How to complete this task
Of the lines listed below, return exactly those that run from the line containing "Krastanov, line 4: if" through the line containing "- there are", both included.

..........

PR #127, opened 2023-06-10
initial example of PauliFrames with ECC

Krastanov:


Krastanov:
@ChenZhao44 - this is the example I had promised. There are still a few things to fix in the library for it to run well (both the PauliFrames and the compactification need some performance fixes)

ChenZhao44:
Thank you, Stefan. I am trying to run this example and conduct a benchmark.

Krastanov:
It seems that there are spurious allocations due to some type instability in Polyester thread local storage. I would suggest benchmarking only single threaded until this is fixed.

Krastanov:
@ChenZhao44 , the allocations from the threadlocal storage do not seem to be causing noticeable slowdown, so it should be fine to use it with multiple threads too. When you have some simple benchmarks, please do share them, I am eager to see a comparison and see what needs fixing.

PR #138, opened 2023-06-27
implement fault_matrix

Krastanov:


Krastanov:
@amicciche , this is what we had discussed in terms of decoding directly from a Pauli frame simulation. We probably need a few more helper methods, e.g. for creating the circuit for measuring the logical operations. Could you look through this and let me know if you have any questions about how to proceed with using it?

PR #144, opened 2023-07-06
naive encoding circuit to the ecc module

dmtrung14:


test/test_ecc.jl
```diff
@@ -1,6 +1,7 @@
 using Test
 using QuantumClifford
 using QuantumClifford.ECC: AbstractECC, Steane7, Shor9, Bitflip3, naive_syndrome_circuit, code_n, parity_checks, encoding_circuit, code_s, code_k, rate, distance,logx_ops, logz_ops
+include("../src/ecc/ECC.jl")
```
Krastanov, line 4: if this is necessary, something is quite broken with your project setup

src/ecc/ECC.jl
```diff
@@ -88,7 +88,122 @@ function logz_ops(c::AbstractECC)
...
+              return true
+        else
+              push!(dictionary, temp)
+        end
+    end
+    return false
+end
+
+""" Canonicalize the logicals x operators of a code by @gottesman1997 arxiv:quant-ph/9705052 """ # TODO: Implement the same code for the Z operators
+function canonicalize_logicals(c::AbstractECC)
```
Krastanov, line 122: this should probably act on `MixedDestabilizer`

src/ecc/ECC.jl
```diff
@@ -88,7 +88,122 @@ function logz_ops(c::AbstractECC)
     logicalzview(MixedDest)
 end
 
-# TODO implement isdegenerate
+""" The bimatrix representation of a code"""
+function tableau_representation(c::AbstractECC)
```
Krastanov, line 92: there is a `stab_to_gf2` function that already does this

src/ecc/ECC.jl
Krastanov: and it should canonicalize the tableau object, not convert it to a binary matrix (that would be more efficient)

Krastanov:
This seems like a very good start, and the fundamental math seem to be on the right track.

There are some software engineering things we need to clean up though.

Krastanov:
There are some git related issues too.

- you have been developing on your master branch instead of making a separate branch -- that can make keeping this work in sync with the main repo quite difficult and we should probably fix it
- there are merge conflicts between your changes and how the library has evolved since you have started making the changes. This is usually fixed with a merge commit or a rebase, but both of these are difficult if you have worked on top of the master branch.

..........

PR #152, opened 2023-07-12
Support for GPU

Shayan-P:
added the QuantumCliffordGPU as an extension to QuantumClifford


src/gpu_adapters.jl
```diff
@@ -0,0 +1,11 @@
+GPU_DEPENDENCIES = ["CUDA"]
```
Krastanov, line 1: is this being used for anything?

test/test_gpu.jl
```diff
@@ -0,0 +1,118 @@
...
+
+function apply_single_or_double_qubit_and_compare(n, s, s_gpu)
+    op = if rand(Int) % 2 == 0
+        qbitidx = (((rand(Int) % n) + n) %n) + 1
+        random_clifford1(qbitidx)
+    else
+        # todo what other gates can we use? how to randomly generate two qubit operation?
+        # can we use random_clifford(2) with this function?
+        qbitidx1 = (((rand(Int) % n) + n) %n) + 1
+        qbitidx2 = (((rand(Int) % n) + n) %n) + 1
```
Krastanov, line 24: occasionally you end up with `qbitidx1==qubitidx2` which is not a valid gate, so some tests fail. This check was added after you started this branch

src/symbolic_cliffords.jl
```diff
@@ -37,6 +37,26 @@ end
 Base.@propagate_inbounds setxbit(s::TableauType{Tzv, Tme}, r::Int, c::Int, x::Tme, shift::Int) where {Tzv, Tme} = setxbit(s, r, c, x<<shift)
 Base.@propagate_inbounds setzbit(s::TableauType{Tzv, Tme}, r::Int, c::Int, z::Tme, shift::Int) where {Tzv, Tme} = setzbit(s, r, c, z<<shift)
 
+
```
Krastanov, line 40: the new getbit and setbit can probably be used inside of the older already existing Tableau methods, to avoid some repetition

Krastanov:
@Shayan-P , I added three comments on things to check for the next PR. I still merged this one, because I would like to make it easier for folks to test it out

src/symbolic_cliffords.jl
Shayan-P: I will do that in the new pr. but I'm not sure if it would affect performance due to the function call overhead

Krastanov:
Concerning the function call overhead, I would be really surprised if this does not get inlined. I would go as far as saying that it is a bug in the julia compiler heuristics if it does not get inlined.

..........

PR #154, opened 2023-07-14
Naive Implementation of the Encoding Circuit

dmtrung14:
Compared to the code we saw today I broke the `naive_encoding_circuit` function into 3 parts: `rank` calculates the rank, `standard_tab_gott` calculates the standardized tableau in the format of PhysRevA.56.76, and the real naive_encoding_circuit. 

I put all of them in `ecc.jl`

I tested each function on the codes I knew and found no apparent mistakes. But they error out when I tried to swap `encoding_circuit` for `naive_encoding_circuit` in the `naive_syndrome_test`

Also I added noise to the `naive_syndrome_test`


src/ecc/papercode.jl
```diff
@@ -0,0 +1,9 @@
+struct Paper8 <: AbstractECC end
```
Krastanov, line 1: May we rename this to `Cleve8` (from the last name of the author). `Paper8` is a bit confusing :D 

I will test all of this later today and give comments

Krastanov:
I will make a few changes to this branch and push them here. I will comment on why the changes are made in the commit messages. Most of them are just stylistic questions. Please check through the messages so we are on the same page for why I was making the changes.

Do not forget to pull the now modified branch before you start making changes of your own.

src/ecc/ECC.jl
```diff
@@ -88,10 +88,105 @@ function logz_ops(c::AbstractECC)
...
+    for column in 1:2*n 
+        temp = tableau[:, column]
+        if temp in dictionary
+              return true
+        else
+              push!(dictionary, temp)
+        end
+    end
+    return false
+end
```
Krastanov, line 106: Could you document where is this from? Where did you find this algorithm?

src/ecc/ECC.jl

..........

Expected answer
Krastanov, line 4: if this is necessary, something is quite broken with your project setup

src/ecc/ECC.jl
```diff
@@ -88,7 +88,122 @@ function logz_ops(c::AbstractECC)
...
+              return true
+        else
+              push!(dictionary, temp)
+        end
+    end
+    return false
+end
+
+""" Canonicalize the logicals x operators of a code by @gottesman1997 arxiv:quant-ph/9705052 """ # TODO: Implement the same code for the Z operators
+function canonicalize_logicals(c::AbstractECC)
```
Krastanov, line 122: this should probably act on `MixedDestabilizer`

src/ecc/ECC.jl
```diff
@@ -88,7 +88,122 @@ function logz_ops(c::AbstractECC)
     logicalzview(MixedDest)
 end
 
-# TODO implement isdegenerate
+""" The bimatrix representation of a code"""
+function tableau_representation(c::AbstractECC)
```
Krastanov, line 92: there is a `stab_to_gf2` function that already does this

src/ecc/ECC.jl
Krastanov: and it should canonicalize the tableau object, not convert it to a binary matrix (that would be more efficient)

Krastanov:
This seems like a very good start, and the fundamental math seem to be on the right track.

There are some software engineering things we need to clean up though.

Krastanov:
There are some git related issues too.

- you have been developing on your master branch instead of making a separate branch -- that can make keeping this work in sync with the main repo quite difficult and we should probably fix it
- there are merge conflicts between your changes and how the library has evolved since you have started making the changes. This is usually fixed with a merge commit or a rebase, but both of these are difficult if you have worked on top of the master branch.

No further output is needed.